PGS can tell if none of the embryos are suitable to transfer
There are patients who generate multiple embryos, yet none of them are euploid (genetically normal). If a woman generates seven embryos and does not know they are all abnormal because they have not been evaluated by PGS, then she may go through multiple embryo transfers and multiple miscarriages. What she really needed all along was to get a new batch of eggs.
This is an example of where PGS is very cost effective. The cost of an embryo transfer and the costs associated with many miscarriages will exceed the cost of PGS.
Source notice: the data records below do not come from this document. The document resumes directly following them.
PR #830, opened 2025-11-26
feat(zsh): add various textobjects

chrisgrieser:
nvim-treesitter has recently added zsh support: https://github.com/nvim-treesitter/nvim-treesitter/pull/8240

Since zsh and bash are so similar, simply inheriting the bash textobject queries appears to work just fine. At least all cases I tried do work.

### DIFF
--- a/queries/zsh/textobjects.scm
+++ b/queries/zsh/textobjects.scm
@@ -1,1 +1,37 @@
-; inherits: bash
+(function_definition) @function.outer
+
+(function_definition
+  body: (compound_statement
+    .
+    "{"
+    _+ @function.inner
+    "}"))
+
+(case_statement) @conditional.outer
+
+(if_statement
+  (_) @conditional.inner) @conditional.outer
+
+(for_statement
+  (_) @loop.inner) @loop.outer
+
+(while_statement
+  (_) @loop.inner) @loop.outer
+
+(comment) @comment.outer
+
+(regex) @regex.inner
+
+((word) @number.inner
+  (#lua-match? @number.inner "^[0-9]+$"))
+
+(variable_assignment) @assignment.outer
+
+(variable_assignment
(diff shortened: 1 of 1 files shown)


chrisgrieser:
Not sure what the failing test is supposed to mean, since I did not change the README and I thought the large table was auto-generated?

kiyoon:
Thank you!

kiyoon:
@clason I no longer have the permission I can bypass the check and merge. Since the CI is broken, I no longer can merge anything.

clason:
@kiyoon sorry, the tests should not have been required as long as they are failing. (Fixing these should be the highest priority!)

I've removed them, and also gave you bypass permissions (which I forgot when setting up the branch rules for the new default branch).

kiyoon:
@clason Thank you. I remember you once changed the test CI and how is the progress? in master branch it used to have checking all queries compile without an error, and also some selection region checks

clason:
I have ported the full CI infrastructure from `master`, so the same tests run. ("Lint query files" is the check that verifies the queries are valid and compatible with the parsers pinned by nvim-treesitter.)

The "Tests" check is the selection etc. check, and what is currently broken. (I believe it was already broken on `master`, so this seems to be a regression related to testing with nightly/0.12.)

clason:
> Since zsh and bash are so similar, simply inheriting the bash textobject queries appears to work just fine.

PGS is particularly helpful as women get into their later 30s, since fewer and fewer of their embryos are normal. It can be particularly useful for these women to know if they should go through IVF again to get a new batch of eggs.
Just because a person does not have any normal embryos in one batch, does not mean they won’t have any normal ones from a second attempt.
PGS can help with family planning
If a person would like two or three children, it would be nice to know if her batch of embryos has that many normal ones so she can freeze normal embryos for future pregnancy. If not, she might consider another IVF stimulation to increase the number of normal embryos. The younger a woman is when she stimulates, the greater her chances of having a normal embryo.
Conversely, if a person already has two children and has four embryos she has not used, it might be very helpful to know which, if any of them are genetically normal. People are more likely to abandon their embryos if they have a large number of them.
However, if they did PGS, they might learn that only one or two of those embryos are normal. Knowing only one or two more pregnancies could result from their batch of embryos will often give couples the courage to use all their embryos.
Risks of PGS
The estimate is that 1 in 100 embryos will be lost or damaged by doing PGS. PGS also requires freezing of the embryos, and not all embryos survive the freeze/thaw processes. Fewer than 5 percent of embryos will have some damage from the freezing or thawing. So PGS is not risk free to the embryo; however, the vast majority do well.
Performing PGS on an embryo does not improve the embryo’s quality or its ability to result in a pregnancy. If you have only one embryo, for example, doing PGS will not help you get pregnant. By doing PGS, you know more about the embryo and only learn if it is one that can result in a healthy live birth.
Trends in PGS
More and more couples are opting for PGS, as it helps them confidently select a single embryo for transfer with a very high rate of success and low chance of miscarriage. Couples are also choosing to do PGS more because it means they will need fewer frozen embryo transfers in the future in order to utilize all of their embryos.
For patients with many embryos, this can be cost effective. For older women, it can be critical to let them know if none of their embryos will work and instead of doing any transfers, they need a new batch of embryos.